Turso set the scene with a quick review of the past 20 years of data management and their sorry end of data stuck in siloed databases that are difficult to integrate and expensive to sustain. He said: “After the financial crisis, the mandate changed. Data management had to be improved and more ETL tools were used, but they didn’t get us where we needed to go. With $125 billion spent on data every year, the drivers behind a new approach to data management include timely trading decisions, best execution and compliance with regulatory requirements. The problem is that the wish list has to be achieved at reduced cost.”

Offering a solution to the problem, Turso suggested data utilities can come into play in data processing and data management operations.

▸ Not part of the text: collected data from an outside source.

PR #162, opened 2021-11-19
Fix compatibility to jms metadata 2-5-2

alexander-schranz:
The changes from [2.5.1...2.5.2 from jms metadata](https://github.com/schmittjoh/metadata/compare/2.5.1...2.5.2) did cause a segmentation fault when serializing the metadata. To avoid this we need to change how we serialize the data.

### DIFF
--- a/.github/workflows/test-application.yaml
+++ b/.github/workflows/test-application.yaml
@@ -21,36 +21,48 @@ jobs:
             matrix:
                 include:
                     - php-version: '7.2'
+                      elasticsearch-version: '2.4.6'
+                      elasticsearch-package-version: '^2.1'
                       minimum-stability: 'stable'
                       dependency-versions: 'lowest'
                       tools: 'composer:v1'
                       php-cs-fixer: false
 
                     - php-version: '7.3'
+                      elasticsearch-version: '5.6'
+                      elasticsearch-package-version: '^5.5'
                       minimum-stability: 'stable'
                       dependency-versions: 'highest'
                       tools: 'composer:v2'
                       php-cs-fixer: false
 
                     - php-version: '7.4'
+                      elasticsearch-version: '5.6'
+                      elasticsearch-package-version: '^5.5'
                       minimum-stability: 'stable'
                       dependency-versions: 'highest'
                       tools: 'composer:v2'
                       php-cs-fixer: true
 
                     - php-version: '8.0'
+                      elasticsearch-version: '7.11'
+                      elasticsearch-package-version: '^7.11'
                       minimum-stability: 'stable'
                       dependency-versions: 'highest'
                       tools: 'composer:v2'
                       php-cs-fixer: false
 
                     - php-version: '8.1'
+                      elasticsearch-version: '7.11'
+                      elasticsearch-package-version: '^7.11'
                       minimum-stability: 'stable'
                       dependency-versions: 'highest'
                       tools: 'composer:v2'
                       php-cs-fixer: false
 
                     - php-version: '8.1'
+                      elasticsearch-version: '7.11'
+                      elasticsearch-package-version: '^7.11'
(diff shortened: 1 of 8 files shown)


goetas:
`\serialize($this->indexMetadatas)` is the problem in your current `serialize` code. 


`$this->indexMetadatas` contains a reference to the current class metadata...

see 

```php
 $indexMetadata->setName($this->name);
$indexMetadata->setClassMetadata($this);
```
since that is done in a different serialization round, the ciricular reference detection does not work.... TBH i wonder why it was working before.

you have two options imo:

1) make the serialize method as follows

```php
    public function serialize()
    {
        $data = parent::serialize();

        return \serialize([$data, $this->indexMetadatas, $this->repositoryMethod]);
    }
```
2) implement the serialization interface in `\Massive\Bundle\SearchBundle\Search\Metadata\IndexMetadata` and make sure to not serialize the class `$classMetadata` prop

alexander-schranz:
@goetas Thanks for your support and help here, really appricate that 🙏 . Will give it a try here :) and check it tomorrow. Wish you a good weekend!

Search/Metadata/ClassMetadata.php
```diff
@@ -78,18 +78,41 @@ public function getIndexMetadata($contextName)
         return $this->indexMetadatas[$contextName];
     }
 
-    public function serialize()
+    public function __serialize(): array
+    {
+        $data = [
```
alexander-schranz, line 83: calling `parent::__serialize` does end in a segmentation fault so I reimplemented the logic here.

Search/Metadata/ClassMetadata.php
```diff
@@ -78,18 +78,41 @@ public function getIndexMetadata($contextName)
...
+        $this->indexMetadatas = $indexMetadata;
 
-        return \serialize([$data, \serialize($this->indexMetadatas), $this->repositoryMethod]);
+        [
+            $this->name,
+            $this->methodMetadata,
+            $this->propertyMetadata,
+            $this->fileResources,
+            $this->createdAt,
+        ] = $data;
```
alexander-schranz, line 105: same as above calling `parent::__unserialize` didn't work like expected so we did reimplment the parent method call.

alexander-schranz (commented):
A workaround for currently is not calling `parrent::__serialize` or `parent::__unserialize` method because of a strange Segmentation Fault. Avoiding calling it seems currently fix the incompatibility.

alexander-schranz:
@goetas I copied now the implementation of the parent method directly to our methods. This seems to work now. Could not find another solution. Do you now if there are any planes that the current ClassMetadata will get additional properties?

.github/workflows/test-application.yaml
```diff
@@ -78,8 +110,12 @@ jobs:
...
-                  vendor/bin/behat --suite=zend_lucene
-                  vendor/bin/behat --suite=elastic
+            - name: Execute unit tests
+              run: vendor/bin/simple-phpunit
+
+            - name: Execute zend lucene behat tests
+              run: vendor/bin/behat --suite=zend_lucene
+
+            - name: Execute elastic behat tests
+              if: ${{ matrix.php-version < '8.0' }} # requires fixing elastic tests on 7.11 (sorting)
```
alexander-schranz, line 120: Currently could not find a way to get the Elastic 7 tests running. Sorting would require some changes. And in the CI additional tests failing where I don't get locally.

goetas:
TBH i do not understand what did you do with those `__serialize` and `__unserialize` methods. I've published https://github.com/massiveart/MassiveSearchBundle/pull/163 . it should do what had to be done

alexander-schranz:
replaced by #163

alexander-schranz:
replaced by #163 @goetas Thank you for your help with this issue!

Users don’t lose control of their data as they continue to control vendor relationships and contracts; data from different vendors is not comingled but mapped to a common, consolidated data model; and efficiencies are provided by the utility fixing any data issues once for the benefit of all users.

Countering perceptions that utilities curtail the flexibility of data distribution, Turso touched again on user control and the ability to customise data distribution to different platforms, avoiding the complexity of doing this in-house and delivering significant cost savings.

Turning to the structure of the SmartStream Central Data Utility, Turso described a bottom layer that centrally manages data cleansing and mapping for all clients, a variable layer that can be used by clients on an individual basis to define the data integration and cross-referencing they want, and a top layer that can be customised by clients for data distribution.

He concluded: “The utility normalises, cleanses, maps and distributes data, providing clients with costs savings, improved time to market and, in turn, improved business performance.”